**What you have to do**
In the listing below, the answer starts at the line that has "- bubbles they made" and stops after the line that has "another environment... So"; please repeat that part exactly and nothing more.

**Extracted data**

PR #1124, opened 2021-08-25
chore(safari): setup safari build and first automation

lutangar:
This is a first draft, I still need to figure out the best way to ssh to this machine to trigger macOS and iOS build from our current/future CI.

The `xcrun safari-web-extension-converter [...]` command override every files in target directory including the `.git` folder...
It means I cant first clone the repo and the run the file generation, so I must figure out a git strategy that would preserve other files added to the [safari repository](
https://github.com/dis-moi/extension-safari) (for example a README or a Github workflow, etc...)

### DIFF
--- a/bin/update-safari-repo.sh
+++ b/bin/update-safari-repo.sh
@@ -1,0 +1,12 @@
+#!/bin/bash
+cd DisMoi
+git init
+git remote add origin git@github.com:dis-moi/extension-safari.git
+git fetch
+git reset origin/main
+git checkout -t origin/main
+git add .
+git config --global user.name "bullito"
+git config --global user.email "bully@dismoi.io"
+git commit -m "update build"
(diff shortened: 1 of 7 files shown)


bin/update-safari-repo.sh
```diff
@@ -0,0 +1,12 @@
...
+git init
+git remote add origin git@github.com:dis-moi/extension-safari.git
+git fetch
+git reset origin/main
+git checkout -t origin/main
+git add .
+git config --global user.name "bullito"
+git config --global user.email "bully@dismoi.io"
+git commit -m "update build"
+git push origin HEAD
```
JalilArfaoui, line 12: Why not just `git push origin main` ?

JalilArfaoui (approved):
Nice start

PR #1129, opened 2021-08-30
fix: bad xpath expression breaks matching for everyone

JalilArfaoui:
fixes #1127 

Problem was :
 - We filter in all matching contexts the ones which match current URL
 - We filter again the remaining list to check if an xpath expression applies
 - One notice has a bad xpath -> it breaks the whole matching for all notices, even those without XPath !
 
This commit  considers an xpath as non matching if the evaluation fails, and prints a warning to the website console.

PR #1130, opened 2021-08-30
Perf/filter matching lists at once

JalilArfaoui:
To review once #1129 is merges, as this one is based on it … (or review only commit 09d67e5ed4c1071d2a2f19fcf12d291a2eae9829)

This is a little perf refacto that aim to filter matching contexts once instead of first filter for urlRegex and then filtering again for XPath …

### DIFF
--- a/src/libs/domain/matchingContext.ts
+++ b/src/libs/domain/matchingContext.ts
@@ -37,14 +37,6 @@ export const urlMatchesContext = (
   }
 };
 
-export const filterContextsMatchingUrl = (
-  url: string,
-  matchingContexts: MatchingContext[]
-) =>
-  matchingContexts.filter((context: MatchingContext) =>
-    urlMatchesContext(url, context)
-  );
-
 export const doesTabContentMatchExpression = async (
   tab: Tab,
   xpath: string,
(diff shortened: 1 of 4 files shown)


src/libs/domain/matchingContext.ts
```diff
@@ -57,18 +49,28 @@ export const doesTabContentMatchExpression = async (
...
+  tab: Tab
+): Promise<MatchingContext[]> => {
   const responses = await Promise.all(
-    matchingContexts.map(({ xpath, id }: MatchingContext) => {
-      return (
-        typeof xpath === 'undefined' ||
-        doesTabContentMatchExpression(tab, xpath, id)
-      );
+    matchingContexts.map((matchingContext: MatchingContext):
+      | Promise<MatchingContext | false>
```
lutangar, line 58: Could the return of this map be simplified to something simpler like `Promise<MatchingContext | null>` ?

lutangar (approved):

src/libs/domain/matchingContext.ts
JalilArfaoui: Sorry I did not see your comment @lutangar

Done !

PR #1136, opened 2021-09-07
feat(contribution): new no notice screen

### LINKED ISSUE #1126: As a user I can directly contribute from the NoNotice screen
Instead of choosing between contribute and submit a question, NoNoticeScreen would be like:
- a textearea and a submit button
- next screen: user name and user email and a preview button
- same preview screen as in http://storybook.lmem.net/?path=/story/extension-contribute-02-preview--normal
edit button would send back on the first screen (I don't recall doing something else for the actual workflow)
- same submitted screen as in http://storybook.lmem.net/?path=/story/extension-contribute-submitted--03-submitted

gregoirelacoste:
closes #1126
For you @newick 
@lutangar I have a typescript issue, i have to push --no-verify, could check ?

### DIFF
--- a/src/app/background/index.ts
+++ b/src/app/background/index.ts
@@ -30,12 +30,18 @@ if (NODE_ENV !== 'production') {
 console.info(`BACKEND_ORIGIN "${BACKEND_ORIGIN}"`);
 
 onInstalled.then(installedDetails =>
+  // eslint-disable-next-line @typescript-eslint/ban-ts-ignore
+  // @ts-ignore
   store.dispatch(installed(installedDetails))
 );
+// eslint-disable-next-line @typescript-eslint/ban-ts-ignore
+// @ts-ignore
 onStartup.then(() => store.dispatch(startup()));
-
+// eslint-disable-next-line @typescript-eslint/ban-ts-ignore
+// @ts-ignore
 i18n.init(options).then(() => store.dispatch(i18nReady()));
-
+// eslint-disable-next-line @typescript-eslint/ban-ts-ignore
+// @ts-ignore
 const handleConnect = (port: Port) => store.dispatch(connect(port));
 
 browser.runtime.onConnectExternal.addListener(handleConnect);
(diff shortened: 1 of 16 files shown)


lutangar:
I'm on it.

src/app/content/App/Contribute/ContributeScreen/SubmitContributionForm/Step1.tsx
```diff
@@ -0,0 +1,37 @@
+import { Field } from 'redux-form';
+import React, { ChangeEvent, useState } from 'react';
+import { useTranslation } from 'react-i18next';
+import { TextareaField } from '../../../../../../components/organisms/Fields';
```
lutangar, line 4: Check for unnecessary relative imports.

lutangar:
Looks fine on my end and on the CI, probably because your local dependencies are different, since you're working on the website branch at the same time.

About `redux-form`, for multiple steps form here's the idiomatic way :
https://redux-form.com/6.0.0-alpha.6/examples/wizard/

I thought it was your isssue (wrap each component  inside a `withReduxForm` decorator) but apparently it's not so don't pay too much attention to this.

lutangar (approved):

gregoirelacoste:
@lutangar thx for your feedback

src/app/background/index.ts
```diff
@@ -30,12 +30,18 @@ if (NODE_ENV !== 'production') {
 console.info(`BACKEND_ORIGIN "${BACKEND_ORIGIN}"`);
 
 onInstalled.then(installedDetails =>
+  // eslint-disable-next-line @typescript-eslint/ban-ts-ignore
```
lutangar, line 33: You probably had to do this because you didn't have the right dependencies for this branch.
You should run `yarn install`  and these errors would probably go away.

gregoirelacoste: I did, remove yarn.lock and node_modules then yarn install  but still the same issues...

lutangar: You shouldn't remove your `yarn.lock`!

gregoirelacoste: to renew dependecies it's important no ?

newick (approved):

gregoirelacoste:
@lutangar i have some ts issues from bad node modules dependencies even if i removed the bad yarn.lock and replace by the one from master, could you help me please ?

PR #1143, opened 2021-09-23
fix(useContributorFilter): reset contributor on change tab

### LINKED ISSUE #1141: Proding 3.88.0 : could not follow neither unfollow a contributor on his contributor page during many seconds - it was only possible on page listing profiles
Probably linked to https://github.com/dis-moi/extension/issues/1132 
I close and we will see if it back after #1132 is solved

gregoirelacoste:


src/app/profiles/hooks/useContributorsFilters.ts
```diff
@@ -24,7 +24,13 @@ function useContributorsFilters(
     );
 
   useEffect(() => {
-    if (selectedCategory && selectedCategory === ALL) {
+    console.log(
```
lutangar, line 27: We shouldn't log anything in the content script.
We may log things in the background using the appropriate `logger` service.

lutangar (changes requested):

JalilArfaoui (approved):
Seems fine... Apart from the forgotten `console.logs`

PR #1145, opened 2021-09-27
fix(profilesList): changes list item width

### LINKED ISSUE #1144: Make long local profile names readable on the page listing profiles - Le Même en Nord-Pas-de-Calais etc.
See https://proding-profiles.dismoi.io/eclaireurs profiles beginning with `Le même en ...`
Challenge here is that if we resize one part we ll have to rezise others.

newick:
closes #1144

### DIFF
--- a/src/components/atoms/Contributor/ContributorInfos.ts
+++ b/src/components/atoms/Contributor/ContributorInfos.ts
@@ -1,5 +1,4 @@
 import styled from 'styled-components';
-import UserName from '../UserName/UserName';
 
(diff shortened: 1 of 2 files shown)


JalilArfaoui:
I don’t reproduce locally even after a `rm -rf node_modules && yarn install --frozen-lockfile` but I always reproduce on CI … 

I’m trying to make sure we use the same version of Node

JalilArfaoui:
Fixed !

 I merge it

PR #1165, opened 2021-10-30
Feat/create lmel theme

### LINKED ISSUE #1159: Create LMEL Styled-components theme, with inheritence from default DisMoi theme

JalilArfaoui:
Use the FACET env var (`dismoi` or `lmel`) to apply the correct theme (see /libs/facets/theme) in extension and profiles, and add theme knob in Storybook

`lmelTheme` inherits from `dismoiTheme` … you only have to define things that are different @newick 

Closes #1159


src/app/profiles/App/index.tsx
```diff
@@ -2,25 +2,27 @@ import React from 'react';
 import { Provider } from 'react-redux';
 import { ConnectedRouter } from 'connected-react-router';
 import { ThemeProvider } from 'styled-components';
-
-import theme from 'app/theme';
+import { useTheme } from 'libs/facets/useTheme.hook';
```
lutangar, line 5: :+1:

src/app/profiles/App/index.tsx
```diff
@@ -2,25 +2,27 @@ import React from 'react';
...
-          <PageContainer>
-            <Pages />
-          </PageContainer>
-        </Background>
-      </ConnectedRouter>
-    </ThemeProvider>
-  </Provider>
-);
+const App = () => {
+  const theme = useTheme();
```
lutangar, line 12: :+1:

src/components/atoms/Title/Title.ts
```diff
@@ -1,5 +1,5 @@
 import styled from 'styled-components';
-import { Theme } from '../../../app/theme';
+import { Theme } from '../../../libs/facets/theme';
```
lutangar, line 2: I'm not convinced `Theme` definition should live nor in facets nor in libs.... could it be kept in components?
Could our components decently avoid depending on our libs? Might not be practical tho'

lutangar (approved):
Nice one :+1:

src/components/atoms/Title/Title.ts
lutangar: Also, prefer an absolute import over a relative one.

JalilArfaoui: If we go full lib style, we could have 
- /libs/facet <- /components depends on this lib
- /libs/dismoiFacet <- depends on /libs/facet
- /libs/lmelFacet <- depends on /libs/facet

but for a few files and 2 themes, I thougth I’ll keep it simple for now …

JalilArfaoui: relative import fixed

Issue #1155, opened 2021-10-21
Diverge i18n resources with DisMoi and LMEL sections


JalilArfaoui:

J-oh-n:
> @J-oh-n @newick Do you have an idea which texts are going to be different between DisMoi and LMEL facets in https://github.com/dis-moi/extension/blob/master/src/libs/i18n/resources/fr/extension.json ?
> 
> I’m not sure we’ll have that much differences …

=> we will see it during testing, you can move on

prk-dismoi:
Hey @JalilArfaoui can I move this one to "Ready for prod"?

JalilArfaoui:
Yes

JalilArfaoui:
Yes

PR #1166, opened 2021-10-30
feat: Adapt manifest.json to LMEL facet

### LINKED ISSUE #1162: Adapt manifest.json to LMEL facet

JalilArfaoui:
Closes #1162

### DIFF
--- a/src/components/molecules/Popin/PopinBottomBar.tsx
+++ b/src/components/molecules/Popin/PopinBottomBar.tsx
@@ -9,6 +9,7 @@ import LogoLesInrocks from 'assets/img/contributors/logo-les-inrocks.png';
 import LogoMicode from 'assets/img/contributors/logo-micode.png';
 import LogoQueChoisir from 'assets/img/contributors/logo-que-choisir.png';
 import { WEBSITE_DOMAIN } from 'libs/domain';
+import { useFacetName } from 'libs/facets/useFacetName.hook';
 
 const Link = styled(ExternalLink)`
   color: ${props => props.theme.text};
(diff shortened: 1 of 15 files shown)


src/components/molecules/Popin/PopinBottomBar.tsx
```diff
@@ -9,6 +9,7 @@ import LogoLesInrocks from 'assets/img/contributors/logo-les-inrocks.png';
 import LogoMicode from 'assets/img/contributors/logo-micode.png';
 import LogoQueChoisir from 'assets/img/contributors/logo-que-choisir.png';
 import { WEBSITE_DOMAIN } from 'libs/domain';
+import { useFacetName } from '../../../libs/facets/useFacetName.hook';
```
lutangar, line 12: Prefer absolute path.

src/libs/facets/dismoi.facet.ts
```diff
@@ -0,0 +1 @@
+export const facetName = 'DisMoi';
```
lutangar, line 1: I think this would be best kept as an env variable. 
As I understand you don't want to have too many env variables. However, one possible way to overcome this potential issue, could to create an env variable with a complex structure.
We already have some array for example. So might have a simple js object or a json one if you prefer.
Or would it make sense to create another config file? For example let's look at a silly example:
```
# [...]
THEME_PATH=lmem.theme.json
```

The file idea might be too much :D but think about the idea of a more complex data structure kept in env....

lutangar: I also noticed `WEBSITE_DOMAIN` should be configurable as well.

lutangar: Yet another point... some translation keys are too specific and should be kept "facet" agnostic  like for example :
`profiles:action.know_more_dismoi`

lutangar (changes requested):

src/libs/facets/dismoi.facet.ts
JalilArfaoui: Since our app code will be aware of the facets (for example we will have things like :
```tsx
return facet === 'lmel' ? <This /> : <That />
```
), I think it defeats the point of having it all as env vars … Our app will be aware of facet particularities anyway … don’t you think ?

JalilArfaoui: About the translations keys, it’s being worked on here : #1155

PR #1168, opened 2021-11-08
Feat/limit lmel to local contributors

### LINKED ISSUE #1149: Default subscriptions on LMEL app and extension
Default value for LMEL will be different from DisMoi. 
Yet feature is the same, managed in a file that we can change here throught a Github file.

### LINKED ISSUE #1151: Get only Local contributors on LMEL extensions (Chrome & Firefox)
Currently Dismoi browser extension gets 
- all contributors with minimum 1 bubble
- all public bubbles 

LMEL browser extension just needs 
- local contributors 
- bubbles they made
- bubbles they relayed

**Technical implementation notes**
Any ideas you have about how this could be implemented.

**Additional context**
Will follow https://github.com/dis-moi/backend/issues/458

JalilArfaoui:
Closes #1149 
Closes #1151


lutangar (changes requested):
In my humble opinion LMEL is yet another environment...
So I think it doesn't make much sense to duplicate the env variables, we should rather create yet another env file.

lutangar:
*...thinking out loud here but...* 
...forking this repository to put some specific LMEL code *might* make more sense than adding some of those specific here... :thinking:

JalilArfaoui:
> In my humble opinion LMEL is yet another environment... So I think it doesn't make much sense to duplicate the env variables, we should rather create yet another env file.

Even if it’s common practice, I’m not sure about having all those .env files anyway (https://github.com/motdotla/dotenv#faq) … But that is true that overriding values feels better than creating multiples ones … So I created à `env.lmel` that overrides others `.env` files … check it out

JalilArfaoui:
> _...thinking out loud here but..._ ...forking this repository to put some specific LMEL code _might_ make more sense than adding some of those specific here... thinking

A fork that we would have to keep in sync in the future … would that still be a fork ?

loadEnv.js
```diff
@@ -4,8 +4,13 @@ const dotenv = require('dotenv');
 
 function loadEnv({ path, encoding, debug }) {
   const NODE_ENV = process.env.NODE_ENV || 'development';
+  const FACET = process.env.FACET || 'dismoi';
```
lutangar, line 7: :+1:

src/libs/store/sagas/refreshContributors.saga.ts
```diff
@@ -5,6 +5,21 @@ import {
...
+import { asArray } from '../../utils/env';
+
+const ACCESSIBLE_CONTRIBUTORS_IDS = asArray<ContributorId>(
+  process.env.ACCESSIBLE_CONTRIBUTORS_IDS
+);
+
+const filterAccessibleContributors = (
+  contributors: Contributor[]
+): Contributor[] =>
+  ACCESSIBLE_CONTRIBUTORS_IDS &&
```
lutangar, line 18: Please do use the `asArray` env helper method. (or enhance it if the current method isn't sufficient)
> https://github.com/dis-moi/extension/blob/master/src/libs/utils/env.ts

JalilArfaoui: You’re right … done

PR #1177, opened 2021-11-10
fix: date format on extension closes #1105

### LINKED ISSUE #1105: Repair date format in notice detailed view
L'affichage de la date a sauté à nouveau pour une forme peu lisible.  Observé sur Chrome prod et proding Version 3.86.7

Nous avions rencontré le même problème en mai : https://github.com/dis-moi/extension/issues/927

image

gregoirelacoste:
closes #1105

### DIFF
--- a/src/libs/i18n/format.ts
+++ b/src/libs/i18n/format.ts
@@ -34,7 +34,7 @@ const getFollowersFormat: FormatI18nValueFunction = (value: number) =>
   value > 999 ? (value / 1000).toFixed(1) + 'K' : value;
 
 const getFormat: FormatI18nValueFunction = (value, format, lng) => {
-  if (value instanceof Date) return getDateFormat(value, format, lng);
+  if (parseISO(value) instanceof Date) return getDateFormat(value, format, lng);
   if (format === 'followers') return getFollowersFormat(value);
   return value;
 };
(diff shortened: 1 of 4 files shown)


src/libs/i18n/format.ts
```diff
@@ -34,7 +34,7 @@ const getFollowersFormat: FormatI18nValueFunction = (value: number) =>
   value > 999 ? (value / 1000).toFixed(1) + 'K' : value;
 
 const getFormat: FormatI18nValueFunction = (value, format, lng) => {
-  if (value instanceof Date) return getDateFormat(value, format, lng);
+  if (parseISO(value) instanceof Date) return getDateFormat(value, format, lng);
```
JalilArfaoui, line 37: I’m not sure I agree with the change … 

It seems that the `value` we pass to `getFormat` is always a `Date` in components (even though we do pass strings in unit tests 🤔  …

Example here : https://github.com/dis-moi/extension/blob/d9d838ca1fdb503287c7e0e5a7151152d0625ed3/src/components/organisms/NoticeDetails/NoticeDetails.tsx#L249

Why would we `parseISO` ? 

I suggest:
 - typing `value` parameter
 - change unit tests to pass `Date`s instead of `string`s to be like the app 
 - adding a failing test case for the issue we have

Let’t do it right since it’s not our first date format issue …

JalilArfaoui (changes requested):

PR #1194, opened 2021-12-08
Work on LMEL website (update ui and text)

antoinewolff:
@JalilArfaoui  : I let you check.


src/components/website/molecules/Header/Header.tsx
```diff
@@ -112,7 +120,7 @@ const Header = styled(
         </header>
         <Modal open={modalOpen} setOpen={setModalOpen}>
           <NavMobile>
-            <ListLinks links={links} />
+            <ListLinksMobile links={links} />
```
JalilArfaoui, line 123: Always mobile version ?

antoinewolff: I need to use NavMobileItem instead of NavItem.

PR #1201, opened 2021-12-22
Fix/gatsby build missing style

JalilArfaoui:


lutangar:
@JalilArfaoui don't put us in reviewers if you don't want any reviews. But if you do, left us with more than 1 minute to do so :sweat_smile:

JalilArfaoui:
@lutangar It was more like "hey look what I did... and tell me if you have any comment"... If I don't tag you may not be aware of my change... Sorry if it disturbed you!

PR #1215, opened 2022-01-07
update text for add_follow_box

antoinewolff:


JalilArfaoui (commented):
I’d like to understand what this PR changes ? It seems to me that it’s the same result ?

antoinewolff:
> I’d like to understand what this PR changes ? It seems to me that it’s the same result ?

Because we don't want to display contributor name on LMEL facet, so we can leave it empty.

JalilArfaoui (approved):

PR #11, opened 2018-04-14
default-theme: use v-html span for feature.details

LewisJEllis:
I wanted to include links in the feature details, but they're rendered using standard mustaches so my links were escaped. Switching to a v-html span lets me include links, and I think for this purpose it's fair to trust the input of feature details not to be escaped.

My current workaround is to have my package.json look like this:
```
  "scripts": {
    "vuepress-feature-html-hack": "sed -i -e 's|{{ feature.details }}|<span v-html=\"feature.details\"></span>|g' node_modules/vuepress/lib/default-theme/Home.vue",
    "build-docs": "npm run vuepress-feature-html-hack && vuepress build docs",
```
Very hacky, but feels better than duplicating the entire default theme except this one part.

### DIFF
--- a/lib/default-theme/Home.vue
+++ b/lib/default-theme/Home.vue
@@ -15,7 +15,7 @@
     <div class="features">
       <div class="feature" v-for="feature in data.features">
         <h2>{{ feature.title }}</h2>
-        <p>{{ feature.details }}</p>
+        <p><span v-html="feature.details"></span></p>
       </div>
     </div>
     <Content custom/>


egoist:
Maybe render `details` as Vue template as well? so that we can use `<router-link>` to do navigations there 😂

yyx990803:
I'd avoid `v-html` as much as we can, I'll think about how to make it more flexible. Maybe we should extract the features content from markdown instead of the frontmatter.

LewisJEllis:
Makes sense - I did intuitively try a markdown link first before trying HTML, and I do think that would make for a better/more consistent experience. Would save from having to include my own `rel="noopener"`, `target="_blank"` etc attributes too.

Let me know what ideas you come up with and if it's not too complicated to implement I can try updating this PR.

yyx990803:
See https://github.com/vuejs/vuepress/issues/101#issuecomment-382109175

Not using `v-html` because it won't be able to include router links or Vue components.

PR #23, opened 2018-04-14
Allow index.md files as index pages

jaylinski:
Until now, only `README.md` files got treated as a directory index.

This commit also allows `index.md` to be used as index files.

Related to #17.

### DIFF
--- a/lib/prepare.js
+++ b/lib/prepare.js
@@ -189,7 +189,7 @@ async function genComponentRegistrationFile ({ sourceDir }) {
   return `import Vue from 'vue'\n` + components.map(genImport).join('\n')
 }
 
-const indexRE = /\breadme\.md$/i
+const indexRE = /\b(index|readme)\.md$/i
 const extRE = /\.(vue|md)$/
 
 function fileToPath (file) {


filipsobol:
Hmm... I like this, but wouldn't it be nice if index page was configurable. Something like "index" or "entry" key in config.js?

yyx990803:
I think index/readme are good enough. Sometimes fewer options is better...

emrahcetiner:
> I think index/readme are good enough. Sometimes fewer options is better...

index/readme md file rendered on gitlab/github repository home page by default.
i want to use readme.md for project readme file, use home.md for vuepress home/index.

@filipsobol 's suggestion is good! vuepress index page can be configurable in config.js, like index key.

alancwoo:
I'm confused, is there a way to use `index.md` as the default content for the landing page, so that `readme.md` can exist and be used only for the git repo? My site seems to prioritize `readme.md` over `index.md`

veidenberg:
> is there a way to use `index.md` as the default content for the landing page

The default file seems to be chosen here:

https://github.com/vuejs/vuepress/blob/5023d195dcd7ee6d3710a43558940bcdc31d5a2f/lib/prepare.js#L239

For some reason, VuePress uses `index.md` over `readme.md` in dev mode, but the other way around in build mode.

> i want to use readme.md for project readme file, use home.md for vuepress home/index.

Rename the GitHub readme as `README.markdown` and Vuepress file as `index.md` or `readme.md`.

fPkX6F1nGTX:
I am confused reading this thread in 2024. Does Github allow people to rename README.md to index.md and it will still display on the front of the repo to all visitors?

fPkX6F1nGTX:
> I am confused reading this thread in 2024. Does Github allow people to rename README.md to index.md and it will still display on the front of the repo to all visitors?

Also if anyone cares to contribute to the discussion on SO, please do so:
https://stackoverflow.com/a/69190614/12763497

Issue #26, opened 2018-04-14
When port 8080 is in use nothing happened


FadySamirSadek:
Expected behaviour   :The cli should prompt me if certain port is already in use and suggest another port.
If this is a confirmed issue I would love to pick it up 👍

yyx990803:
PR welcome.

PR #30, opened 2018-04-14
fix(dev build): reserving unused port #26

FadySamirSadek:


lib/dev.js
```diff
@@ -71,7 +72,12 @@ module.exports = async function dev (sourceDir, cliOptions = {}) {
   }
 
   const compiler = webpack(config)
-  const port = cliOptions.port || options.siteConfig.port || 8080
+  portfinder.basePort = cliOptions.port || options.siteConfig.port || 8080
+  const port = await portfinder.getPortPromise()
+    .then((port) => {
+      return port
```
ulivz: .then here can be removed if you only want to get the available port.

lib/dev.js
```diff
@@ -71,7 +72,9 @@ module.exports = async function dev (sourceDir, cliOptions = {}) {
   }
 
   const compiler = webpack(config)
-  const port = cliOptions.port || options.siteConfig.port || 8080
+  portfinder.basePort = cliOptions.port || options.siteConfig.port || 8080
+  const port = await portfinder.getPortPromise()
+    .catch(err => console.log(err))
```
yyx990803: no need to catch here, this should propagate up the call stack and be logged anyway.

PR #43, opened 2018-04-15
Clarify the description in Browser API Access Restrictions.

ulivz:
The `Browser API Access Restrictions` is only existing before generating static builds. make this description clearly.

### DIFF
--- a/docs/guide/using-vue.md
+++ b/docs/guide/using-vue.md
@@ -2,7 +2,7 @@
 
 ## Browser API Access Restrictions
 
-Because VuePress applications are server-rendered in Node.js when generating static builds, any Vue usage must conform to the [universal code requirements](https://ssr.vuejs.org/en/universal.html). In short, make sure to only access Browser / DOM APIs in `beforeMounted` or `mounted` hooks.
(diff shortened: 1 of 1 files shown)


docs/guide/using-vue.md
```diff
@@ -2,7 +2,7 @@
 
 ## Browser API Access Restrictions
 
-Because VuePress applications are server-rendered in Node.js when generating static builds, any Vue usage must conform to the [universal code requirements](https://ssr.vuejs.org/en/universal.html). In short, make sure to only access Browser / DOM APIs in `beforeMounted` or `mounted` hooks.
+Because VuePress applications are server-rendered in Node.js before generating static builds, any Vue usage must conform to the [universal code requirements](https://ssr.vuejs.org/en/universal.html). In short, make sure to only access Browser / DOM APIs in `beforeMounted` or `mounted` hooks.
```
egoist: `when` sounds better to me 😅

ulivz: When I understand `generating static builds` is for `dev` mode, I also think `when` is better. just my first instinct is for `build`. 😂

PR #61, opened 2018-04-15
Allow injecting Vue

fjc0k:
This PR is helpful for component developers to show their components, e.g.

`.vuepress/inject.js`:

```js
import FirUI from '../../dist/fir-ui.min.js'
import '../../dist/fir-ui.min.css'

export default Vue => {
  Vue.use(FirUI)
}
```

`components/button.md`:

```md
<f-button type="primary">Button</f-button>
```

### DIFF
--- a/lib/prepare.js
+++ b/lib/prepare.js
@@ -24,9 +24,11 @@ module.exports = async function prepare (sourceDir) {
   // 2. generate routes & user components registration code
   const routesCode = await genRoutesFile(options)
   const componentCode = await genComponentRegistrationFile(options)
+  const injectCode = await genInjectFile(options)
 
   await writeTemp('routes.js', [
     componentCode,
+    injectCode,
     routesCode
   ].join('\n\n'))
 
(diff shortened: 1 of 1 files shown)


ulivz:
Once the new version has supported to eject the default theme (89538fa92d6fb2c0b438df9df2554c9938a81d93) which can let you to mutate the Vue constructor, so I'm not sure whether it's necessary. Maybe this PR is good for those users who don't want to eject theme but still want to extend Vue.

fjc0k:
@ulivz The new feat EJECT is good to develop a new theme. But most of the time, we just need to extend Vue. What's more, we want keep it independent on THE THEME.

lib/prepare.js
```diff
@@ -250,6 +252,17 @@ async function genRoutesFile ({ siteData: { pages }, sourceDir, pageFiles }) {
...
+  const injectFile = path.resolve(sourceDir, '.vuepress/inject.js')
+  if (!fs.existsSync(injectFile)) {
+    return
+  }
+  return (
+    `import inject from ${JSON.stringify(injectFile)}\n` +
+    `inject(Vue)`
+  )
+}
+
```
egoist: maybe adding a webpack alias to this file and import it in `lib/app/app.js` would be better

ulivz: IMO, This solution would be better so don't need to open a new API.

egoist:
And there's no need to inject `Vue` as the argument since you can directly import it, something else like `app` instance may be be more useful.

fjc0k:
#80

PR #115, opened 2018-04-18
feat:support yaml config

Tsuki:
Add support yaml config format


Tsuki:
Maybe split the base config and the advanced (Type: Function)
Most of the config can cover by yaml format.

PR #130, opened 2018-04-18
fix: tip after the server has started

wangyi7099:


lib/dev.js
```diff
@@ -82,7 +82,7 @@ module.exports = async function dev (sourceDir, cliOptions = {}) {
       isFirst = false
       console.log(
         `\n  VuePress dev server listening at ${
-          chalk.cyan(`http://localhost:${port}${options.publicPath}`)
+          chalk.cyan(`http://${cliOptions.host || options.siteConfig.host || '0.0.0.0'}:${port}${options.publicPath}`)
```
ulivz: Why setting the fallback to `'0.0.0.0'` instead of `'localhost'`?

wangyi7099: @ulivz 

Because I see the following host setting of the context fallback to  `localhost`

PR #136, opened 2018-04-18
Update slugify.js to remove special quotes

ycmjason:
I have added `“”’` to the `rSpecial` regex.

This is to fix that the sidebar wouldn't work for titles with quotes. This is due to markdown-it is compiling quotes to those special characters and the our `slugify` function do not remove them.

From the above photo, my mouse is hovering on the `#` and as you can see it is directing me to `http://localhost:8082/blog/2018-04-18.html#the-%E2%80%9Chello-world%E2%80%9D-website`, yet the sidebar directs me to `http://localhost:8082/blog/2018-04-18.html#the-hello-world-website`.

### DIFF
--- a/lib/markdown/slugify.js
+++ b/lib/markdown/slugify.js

**Reply to the exercise**
- bubbles they made
- bubbles they relayed

**Technical implementation notes**
Any ideas you have about how this could be implemented.

**Additional context**
Will follow https://github.com/dis-moi/backend/issues/458

JalilArfaoui:
Closes #1149 
Closes #1151


lutangar (changes requested):
In my humble opinion LMEL is yet another environment...
So I think it doesn't make much sense to duplicate the env variables, we should rather create yet another env file.

lutangar:
*...thinking out loud here but...* 
...forking this repository to put some specific LMEL code *might* make more sense than adding some of those specific here... :thinking:

JalilArfaoui:
> In my humble opinion LMEL is yet another environment... So I think it doesn't make much sense to duplicate the env variables, we should rather create yet another env file.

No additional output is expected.